Institutional arrangements include a Conference of the Parties (COP) patterned after the Convention on Biological Diversity COP, a Scientific and Technical Body drawing expertise from institutions like the International Union for Conservation of Nature and the Intergovernmental Oceanographic Commission, and a Secretariat hosted within the United Nations Secretariat. A Clearing-House Mechanism mirrors models from the Convention on International Trade in Endangered Species of Wild Fauna and Flora and the Convention on Migratory Species. Financial mechanisms envisage a Global Benefit-Sharing Fund with contributions similar to frameworks used by the Global Environment Facility and the Green Climate Fund. Compliance oversight references jurisprudence from the International Court of Justice and the International Tribunal for the Law of the Sea.
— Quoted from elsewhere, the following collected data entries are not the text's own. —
PR #311, opened 2015-01-06
Add new PowerPC - PowerNV platform

k0da:
Threat PowerNV as CHRP for now. The major difference is PowerNV doesn't
have bootloader, firmware parses grub.cfg and doing kexec. But having
bootlaoder (PReP partition) is harmless.

### DIFF
--- a/library/general/src/modules/Arch.rb
+++ b/library/general/src/modules/Arch.rb
@@ -221,6 +221,11 @@ module Yast
         # Cell and Maple based boards have no CHRP in /proc/cpuinfo
         # Pegasos and Cell do have CHRP in /proc/cpuinfo, but Pegasos2 should no be handled as CHRP
         # Efika is handled like Pegasos for the time being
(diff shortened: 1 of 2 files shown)


library/general/src/modules/Arch.rb
```diff
@@ -221,6 +221,9 @@ def board_compatible
         # Cell and Maple based boards have no CHRP in /proc/cpuinfo
         # Pegasos and Cell do have CHRP in /proc/cpuinfo, but Pegasos2 should no be handled as CHRP
         # Efika is handled like Pegasos for the time being
+        # Treat PowerNV as CHRP. It is harmless for now. Patch for hwinfo is sent but it is better to be safe
+        if @_board_compatible == "PowerNV"
+          @_board_compatible = "CHRP"
```
jreidinger: here is missing `end` or elsif for next if. This way it do not pass travis build ( hard requirement to merge request ).

jreidinger:
few parts are not pure ruby, but it is consistent with rest. So please fix travis build and it will be OK

jreidinger:
LGTM

PR #312, opened 2015-01-07
keep kernel cmdline options during live installation (bsc#793065)

jsrain:


library/system/src/modules/Kernel.rb
```diff
@@ -248,6 +253,10 @@ def ParseInstallationKernelCmdline
       @cmdline_parsed = true
       return if !(Stage.initial || Stage.cont)
       tmp = Convert.to_string(SCR.Read(path(".etc.install_inf.Cmdline")))
+      # live installation does not create /etc/install.inf (bsc#793065)
+      if Mode.live_installation
+        tmp = Convert.to_string(SCR.Read(path(".target.string"), "/proc/cmdline"))
```
ancorgs: We have an specific ```.proc.cmdline``` agent. Shouldn't we use it instead of ```target.string```? I even have a forever-pending bug about it https://bugzilla.suse.com/show_bug.cgi?id=889497

On the other hand, I think that you should use if-else
```ruby
if Mode.live_installation
  # read from /proc
else
  # read from install.inf
end
```
And last but now least :-) I'm not sure if calling ```to_string``` is actually needed.

jsrain: I know about the agent. The reason not to use it is to process cmdline from install.inf the same as from /proc/cmdline during live install - to get a single string in both cases, parsing them via the same parser. Otherwise, one would be parsed via agent and another one via ruby code.
If-else - agreed, will adjust.

jreidinger:
@jsrain your explanation is good, but here will be forget. Please add reason why you do not use proc agent to code directly. So we know in future reason and maybe if we separate file from parser, then we can just have different file and same parser.

jreidinger:
LGTM

PR #313, opened 2015-01-07
Add new PowerPC - PowerNV platform

k0da:
Treat PowerNV as CHRP for now. The major difference is PowerNV doesn't
have bootloader, firmware parses grub.cfg and doing kexec. But having
bootlaoder (PReP partition) is harmless.


jreidinger:
LGTM

PR #314, opened 2015-01-08
Add event dispatcher module

jreidinger:


ancorgs:
I'd need some more example because I currently find the expected return value of ```xxx_handler``` to be confusing. It's always ignored unless it's a Hash with a :_exit_dialog key.

If we are going to ignore it in most cases, I'd not enforce such an arbitrary returning value. I'd rather have a method to set the return value of the dialog. If it's called from a handler, the dialog will close and return that value. The returning value of the handler would always be ignored.

So a method not causing the dialog to close would be.
```ruby
def add_handler
  @whatever += 1
  log.debug "Summed"
end
```

And a similar method causing the dialog to close would be
```ruby
def add_and_return_handler
  @whatever += 1
  exit_dialog(@whatever)
  log.debug("Summed and set as return value")
end
```

Maybe we could change the name of ```exit_dialog``` to empathise that it will not close immediately or we can actually ensure that it closes the dialog immediately stopping further execution. Anyway, I find calling a method less confusing that returning such a strange value.

jreidinger:
@ancorgs fair enough. I can add instance variable only for this purpose and set it. and then check it. any idea for better name then exit_dialog?

library/general/src/lib/ui/event_dispatcher.rb
```diff
@@ -0,0 +1,65 @@
...
+  #     end
+  #
+  #     def ok_handler
+  #       finish_dialog(:ok)
+  #       log.info "OK button pressed"
+  #     end
+  #   end
+  module EventDispatcher
+    # @internal constant to continue with dispatching
+    CONTINUE_WITH_DISPATCHING = :_dispatcher_continue
```
ancorgs: Why not using the symbol directly? I don't find much added value in defining a constant.

library/general/src/lib/ui/event_dispatcher.rb
```diff
@@ -0,0 +1,65 @@
...
+
+    # Does UI event dispatching.
+    # @return value from exit_dialog method.
+    def event_loop
+      Yast.import "UI"
+      @_finish_dialog_dispatcher = CONTINUE_WITH_DISPATCHING
+
```
ancorgs: Wouldn't it be more clear to use two instance variables? One boolean to decide when to break (let's say ```@_return_from_loop``` or ```@_continue_loop```) and another one to store the value to return (let's say ```@_return_value```). Not only the code would be cleaner, it would also save us from defining esoteric reserved symbols like ```:_dispatcher_continue```.

library/general/src/lib/ui/event_dispatcher.rb
jreidinger: to indicate that it is special value, it is also used twice, so I want simple visual that it is special value.

library/general/src/lib/ui/event_dispatcher.rb
jreidinger: yep, also possible. good idea :+1:

jreidinger:
@ancorgs updated

ancorgs:
LGTM

PR #317, opened 2015-01-13
Use native Ruby implementations in Yast::IP (only)

mvidner:
This is a restriction of #310 to only the IP class (excluding URL which still has unresolved issues).


mvidner:
LGTM, but I've been looking at this for too long, somebody else should check.

library/types/src/modules/IP.rb
```diff
@@ -272,32 +241,23 @@ def CheckNetworkShared(network)
...
       generic_check = CheckNetworkShared(network)
       if generic_check != nil
-        return generic_check 
+        return generic_check
 
-        # 192.168.0.1, 0.8.55.999
-      elsif Check4(network)
-        return true 
+      # 192.168.0.0/20, 0.8.55/158
+      elsif network =~ Regexp.new("^[" + @ValidChars4 + "]+/[0-9]+$")
```
jreidinger: it always make me crazy why ValidChars are not constant, then also this regexp can be constant and many others, making code easier to read

jreidinger:
other then small idea to improve ValidChars it looks good for me

library/types/src/modules/IP.rb
```diff
@@ -151,34 +141,25 @@ def ValidNetwork
...
+      IPAddr.new(ip, Socket::AF_INET).to_s
     end
 
     # Converts IPv4 address from string to hex format
     # @param [String] ip IPv4 address as string in "ipv4" format
     # @return [String] representing IP in Hex
-    # @example IP::ToHex("192.168.1.1") -> "0xC0A80101"
-    # @example IP::ToHex("10.10.0.1") -> "0x0A0A0001"
+    # @example IP::ToHex("192.168.1.1") -> "C0A80101"
+    # @example IP::ToHex("10.10.0.1") -> "0A0A0001"
```
ancorgs: Does this mean that the behavior of the class actually changed?

mvidner: It hasn't, as you can see in the unchanged tests: https://github.com/yast/yast-yast2/blob/573553179d769ac5dcc08d37c05baeabfbc921c9/library/types/test/ip_test.rb#L146
Just the docs was wrong.

library/types/src/modules/IP.rb
mvidner: Code in other modules uses the variables, so we must keep that API. I will leave it as it is now.

jreidinger: but only read-only if I remember correctly, so we can make accessor to constant. It is confusing to have editable ValidChars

Environmentally, the Treaty aims to protect ecologically or biologically significant marine areas (EBSAs) identified through scientific processes involving the Scientific and Technical Advisory Panel and regional bodies like the Northeast Pacific Seamount Coalition. Legally, it supplements the United Nations Convention on the Law of the Sea by clarifying obligations for areas beyond national jurisdiction and influencing regimes regulating activities such as fishing under the Food and Agriculture Organization instruments, bio-prospecting governed by the Convention on Biological Diversity, and seabed exploration overseen by the International Seabed Authority. The Treaty has implications for dispute resolution and state responsibility, engaging precedents from cases before the International Court of Justice and the International Tribunal for the Law of the Sea.

Criticisms and Challenges

Critics from coalitions including some delegations of Brazil, Russia, and Norway argued that benefit-sharing provisions could deter scientific research and private investment, paralleling debates seen in negotiations over the Nagoya Protocol and the Antarctic Treaty System. Implementation challenges include financing reminiscent of difficulties with the Global Environment Facility, compliance enforcement similar to debates in the World Trade Organization, and operationalizing capacity transfer as contested in forums like the United Nations Framework Convention on Climate Change. Nonstate actors such as Deep Sea Mining Alliance and industry groups asserted concerns about interactions with mandates of the International Seabed Authority and national legislation such as laws of United States and Canada, while indigenous and local representatives from Samoa, Fiji, and Greenland pressed for recognition of traditional knowledge and participation mirroring work under the Convention on Biological Diversity and the United Nations Declaration on the Rights of Indigenous Peoples.